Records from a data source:
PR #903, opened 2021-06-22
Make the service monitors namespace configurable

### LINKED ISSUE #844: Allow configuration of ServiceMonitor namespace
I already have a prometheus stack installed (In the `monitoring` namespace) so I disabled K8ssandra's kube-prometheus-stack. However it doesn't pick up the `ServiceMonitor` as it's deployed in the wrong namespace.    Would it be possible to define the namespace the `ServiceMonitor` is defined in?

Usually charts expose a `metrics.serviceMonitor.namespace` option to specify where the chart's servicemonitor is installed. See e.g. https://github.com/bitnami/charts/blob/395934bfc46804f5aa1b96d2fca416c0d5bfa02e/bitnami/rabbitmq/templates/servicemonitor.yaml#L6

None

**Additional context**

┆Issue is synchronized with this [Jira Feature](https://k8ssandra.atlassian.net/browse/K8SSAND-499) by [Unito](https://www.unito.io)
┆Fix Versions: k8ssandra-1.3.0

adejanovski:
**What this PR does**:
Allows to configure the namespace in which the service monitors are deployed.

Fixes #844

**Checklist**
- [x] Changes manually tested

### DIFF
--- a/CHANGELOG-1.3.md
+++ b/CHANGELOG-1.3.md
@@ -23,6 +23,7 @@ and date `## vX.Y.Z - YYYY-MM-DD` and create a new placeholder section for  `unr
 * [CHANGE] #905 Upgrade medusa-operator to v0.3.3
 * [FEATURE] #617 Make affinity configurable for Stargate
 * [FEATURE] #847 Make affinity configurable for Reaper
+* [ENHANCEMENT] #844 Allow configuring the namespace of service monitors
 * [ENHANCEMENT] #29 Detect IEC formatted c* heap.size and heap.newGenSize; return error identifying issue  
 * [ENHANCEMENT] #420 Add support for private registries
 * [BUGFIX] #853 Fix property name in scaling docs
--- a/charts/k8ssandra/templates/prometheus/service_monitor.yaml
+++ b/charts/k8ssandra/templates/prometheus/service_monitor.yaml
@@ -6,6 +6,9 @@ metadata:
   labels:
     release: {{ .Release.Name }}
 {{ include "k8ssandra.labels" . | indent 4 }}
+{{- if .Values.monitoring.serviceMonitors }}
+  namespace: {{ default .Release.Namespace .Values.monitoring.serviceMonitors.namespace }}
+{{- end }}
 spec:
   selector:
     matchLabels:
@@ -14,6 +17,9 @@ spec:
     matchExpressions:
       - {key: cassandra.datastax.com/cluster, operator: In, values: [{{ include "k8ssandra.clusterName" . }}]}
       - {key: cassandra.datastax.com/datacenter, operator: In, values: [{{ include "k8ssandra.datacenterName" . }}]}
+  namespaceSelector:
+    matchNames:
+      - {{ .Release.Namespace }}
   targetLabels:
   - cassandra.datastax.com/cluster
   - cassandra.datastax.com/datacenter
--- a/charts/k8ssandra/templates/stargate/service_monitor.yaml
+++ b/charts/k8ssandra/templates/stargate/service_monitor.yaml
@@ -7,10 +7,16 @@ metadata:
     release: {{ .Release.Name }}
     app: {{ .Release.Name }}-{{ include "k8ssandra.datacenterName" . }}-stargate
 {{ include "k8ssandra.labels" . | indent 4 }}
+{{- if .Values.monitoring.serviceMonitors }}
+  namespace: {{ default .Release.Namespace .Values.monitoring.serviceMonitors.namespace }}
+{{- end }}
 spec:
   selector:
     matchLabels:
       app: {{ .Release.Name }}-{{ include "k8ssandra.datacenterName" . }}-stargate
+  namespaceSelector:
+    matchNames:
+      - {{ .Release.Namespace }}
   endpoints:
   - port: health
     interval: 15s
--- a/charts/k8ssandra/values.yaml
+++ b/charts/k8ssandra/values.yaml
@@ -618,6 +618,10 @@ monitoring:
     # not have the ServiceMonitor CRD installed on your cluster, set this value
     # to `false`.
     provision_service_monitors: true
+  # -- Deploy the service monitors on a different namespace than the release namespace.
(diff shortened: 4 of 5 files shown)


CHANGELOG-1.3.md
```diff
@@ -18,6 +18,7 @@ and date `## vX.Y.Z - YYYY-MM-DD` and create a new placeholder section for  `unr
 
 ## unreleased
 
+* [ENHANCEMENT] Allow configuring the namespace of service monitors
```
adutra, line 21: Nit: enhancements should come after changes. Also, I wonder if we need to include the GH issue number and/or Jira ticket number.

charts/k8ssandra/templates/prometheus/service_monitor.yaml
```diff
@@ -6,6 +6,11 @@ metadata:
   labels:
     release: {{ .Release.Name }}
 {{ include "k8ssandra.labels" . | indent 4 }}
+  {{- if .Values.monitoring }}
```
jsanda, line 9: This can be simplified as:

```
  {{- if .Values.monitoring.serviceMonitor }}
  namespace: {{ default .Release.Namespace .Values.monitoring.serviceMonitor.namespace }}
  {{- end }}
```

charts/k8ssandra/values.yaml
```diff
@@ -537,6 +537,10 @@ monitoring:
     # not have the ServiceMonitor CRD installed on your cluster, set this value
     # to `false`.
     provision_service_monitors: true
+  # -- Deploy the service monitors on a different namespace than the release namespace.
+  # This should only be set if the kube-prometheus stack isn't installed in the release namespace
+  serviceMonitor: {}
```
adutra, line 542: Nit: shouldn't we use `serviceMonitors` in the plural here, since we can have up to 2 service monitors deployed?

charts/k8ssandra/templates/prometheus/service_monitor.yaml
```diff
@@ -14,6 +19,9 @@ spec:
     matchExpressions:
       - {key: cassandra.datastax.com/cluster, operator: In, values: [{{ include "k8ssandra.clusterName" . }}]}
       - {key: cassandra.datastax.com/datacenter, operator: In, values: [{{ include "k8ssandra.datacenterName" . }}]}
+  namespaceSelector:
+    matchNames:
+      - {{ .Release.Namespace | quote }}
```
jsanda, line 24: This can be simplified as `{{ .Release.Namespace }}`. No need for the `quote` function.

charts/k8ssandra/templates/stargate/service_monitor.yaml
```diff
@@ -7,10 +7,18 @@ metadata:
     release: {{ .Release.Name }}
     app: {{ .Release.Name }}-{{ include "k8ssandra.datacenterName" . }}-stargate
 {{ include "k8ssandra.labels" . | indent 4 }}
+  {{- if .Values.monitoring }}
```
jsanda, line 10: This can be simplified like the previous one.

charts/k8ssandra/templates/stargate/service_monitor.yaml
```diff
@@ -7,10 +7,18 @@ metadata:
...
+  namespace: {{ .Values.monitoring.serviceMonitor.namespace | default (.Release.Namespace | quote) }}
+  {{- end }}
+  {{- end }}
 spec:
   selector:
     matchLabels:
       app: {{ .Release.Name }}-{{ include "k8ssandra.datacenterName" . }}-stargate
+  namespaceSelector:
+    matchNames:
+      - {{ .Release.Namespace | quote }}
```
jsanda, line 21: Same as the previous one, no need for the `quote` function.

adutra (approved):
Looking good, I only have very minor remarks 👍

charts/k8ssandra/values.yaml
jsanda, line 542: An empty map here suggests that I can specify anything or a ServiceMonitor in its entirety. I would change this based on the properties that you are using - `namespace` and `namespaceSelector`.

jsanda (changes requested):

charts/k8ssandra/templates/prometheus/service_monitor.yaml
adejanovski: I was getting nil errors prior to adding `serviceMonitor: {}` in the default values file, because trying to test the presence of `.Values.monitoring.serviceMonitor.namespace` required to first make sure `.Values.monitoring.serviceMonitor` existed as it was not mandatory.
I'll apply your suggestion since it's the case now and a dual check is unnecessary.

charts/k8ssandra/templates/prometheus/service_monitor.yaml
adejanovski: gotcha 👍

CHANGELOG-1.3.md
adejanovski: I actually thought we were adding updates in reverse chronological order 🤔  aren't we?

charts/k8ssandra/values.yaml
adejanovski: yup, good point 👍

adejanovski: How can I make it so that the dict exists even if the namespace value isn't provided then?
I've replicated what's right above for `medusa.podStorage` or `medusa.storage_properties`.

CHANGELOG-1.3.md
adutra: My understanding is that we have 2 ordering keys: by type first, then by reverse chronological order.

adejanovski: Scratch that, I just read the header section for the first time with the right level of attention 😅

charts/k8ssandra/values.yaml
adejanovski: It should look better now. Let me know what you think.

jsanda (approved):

→ **To do**
Among the entries above, find every line holding "function" and copy it.

→ **Solution to this problem**
jsanda, line 24: This can be simplified as `{{ .Release.Namespace }}`. No need for the `quote` function.
jsanda, line 21: Same as the previous one, no need for the `quote` function.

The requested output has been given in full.